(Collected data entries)
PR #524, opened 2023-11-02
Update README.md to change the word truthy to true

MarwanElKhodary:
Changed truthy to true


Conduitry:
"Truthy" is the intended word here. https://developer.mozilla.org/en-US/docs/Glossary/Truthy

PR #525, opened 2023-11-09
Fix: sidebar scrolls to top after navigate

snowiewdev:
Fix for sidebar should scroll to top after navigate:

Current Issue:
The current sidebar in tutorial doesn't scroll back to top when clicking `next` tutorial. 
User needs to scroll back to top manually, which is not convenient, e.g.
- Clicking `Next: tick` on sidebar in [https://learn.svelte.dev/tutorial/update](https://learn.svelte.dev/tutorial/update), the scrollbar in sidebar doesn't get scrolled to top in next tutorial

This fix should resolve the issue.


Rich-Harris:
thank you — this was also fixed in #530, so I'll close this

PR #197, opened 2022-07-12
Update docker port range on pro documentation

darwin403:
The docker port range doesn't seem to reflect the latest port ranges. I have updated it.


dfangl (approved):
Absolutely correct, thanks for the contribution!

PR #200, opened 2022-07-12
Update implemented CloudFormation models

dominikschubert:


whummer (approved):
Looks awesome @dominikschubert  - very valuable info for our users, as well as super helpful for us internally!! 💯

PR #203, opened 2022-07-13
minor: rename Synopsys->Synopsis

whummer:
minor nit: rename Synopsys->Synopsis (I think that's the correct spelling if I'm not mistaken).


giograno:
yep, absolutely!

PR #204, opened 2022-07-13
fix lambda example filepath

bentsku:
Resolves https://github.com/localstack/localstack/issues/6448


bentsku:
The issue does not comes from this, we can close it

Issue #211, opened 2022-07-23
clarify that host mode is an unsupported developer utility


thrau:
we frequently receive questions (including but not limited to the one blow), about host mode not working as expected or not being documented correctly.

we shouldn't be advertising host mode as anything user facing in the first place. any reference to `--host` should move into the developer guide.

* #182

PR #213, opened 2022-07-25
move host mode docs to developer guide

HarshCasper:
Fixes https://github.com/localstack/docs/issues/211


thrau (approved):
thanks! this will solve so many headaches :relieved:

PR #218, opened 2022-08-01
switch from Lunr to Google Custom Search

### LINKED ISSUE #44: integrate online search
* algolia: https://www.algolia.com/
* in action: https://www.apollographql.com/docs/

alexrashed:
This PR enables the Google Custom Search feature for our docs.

- What is expected: Within the data above, filter for lines containing the word "back" and copy each one.

- Written answer:
The current sidebar in tutorial doesn't scroll back to top when clicking `next` tutorial. 
User needs to scroll back to top manually, which is not convenient, e.g.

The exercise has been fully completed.